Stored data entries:
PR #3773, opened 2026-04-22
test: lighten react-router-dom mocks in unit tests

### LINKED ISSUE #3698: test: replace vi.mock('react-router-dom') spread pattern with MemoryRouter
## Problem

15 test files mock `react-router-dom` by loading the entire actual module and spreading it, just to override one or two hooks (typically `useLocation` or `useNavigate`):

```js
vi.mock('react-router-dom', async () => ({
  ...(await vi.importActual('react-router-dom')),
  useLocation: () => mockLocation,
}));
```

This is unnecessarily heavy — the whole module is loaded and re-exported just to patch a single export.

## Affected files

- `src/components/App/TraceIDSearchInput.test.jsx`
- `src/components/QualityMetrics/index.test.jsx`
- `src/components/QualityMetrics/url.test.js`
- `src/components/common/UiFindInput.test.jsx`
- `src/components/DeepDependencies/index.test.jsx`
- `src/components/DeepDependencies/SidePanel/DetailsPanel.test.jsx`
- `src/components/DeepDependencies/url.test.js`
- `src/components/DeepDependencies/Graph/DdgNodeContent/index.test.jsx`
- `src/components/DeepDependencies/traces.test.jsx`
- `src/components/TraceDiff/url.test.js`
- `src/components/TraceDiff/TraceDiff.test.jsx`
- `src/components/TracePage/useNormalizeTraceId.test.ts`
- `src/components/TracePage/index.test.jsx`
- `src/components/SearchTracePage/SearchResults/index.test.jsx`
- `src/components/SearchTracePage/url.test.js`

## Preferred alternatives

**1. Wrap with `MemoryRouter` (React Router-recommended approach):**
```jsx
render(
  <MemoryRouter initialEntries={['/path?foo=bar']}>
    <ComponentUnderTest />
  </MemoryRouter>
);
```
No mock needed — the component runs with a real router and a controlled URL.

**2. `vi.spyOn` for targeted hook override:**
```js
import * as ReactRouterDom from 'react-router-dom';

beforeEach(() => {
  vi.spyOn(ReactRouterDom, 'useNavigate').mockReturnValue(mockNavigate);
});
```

> _Directions for this task_:
Exactly as they appear above, set down all of the records once more.

> _Response for this exercise_:
PR #3773, opened 2026-04-22
test: lighten react-router-dom mocks in unit tests

### LINKED ISSUE #3698: test: replace vi.mock('react-router-dom') spread pattern with MemoryRouter
## Problem

15 test files mock `react-router-dom` by loading the entire actual module and spreading it, just to override one or two hooks (typically `useLocation` or `useNavigate`):

```js
vi.mock('react-router-dom', async () => ({
  ...(await vi.importActual('react-router-dom')),
  useLocation: () => mockLocation,
}));
```

This is unnecessarily heavy — the whole module is loaded and re-exported just to patch a single export.

## Affected files

- `src/components/App/TraceIDSearchInput.test.jsx`
- `src/components/QualityMetrics/index.test.jsx`
- `src/components/QualityMetrics/url.test.js`
- `src/components/common/UiFindInput.test.jsx`
- `src/components/DeepDependencies/index.test.jsx`
- `src/components/DeepDependencies/SidePanel/DetailsPanel.test.jsx`
- `src/components/DeepDependencies/url.test.js`
- `src/components/DeepDependencies/Graph/DdgNodeContent/index.test.jsx`
- `src/components/DeepDependencies/traces.test.jsx`
- `src/components/TraceDiff/url.test.js`
- `src/components/TraceDiff/TraceDiff.test.jsx`
- `src/components/TracePage/useNormalizeTraceId.test.ts`
- `src/components/TracePage/index.test.jsx`
- `src/components/SearchTracePage/SearchResults/index.test.jsx`
- `src/components/SearchTracePage/url.test.js`

## Preferred alternatives

**1. Wrap with `MemoryRouter` (React Router-recommended approach):**
```jsx
render(
  <MemoryRouter initialEntries={['/path?foo=bar']}>
    <ComponentUnderTest />
  </MemoryRouter>
);
```
No mock needed — the component runs with a real router and a controlled URL.

**2. `vi.spyOn` for targeted hook override:**
```js
import * as ReactRouterDom from 'react-router-dom';

beforeEach(() => {
  vi.spyOn(ReactRouterDom, 'useNavigate').mockReturnValue(mockNavigate);
});
```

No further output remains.